Structural inequalities got Thomas and Kavanaugh confirmed

Twenty-six years ago, Anita Hill spoke at the University of Pennsylvania after her sexual-harassment allegations failed to stop the confirmation of Supreme Court Justice Clarence Thomas.

Last week she returned to campus, after a different professor failed to stop the confirmation of another justice by accusing him of attempted sexual assault.

The Senate Judiciary Committee hearing where Brett Kavanaugh and Christine Blasey Ford gave competing testimonies “was not only a disservice to the principal witnesses, but was a disservice to the American public,” said Hill, a professor at Brandeis University and chair of a sexual harassment commission focused on the entertainment industry.
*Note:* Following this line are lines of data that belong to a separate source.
Issue #7915, opened 2019-10-15
Update favicons


stephaniehobson:
## Description

Since #7889 there is now a central source of browser favicons. All favicon references in bedrock should be updated to use those.

---

#### Tasks
- [x] Mozilla
- [x] Firefox master brand
- [x] Firefox Browser
- [x] Firefox Browser Beta
- [x] Firefox Browser Developer
- [x] Firefox Browser Nightly
- [x] Firefox Lockwise
- [x] Pocket

stephaniehobson:
I think this is done.

PR #7916, opened 2019-10-15
Get Mozilla favicons from favicons folder (#7915)

stephaniehobson:
## Description

- move existing favicons into img/favicons/mozilla
- update symlinks in root
- update template references

## Issue / Bugzilla link

#7915 

## Testing

- [x] Do the favicons in the root still load? (I don't know how to test this, it fails on master)
- [x] Are the favicons on the homepage still Mozilla, are the URLs right?
- [x] Are the favicons on other Mozilla pages still Mozilla, are the URLs right? (you don't need to test them all, just a random sample).


stephaniehobson:
The root ones are working on demo 4 :)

“It’s really a tragedy,” Hill said of the Kavanaugh-Ford hearing. The senators’ “framing of the process and their framing of the questions were not informed by facts and knowledge, and therefore they excluded a whole body of information that has been developed in the past three decades.” She did not specify what she meant.

MORE: Students want Thomas’s name removed from building

The standing ovation and raucous applause for Hill suggested the audience was overwhelmingly supportive of her arguments and claims. However, at least one Penn student raised questions to The College Fix.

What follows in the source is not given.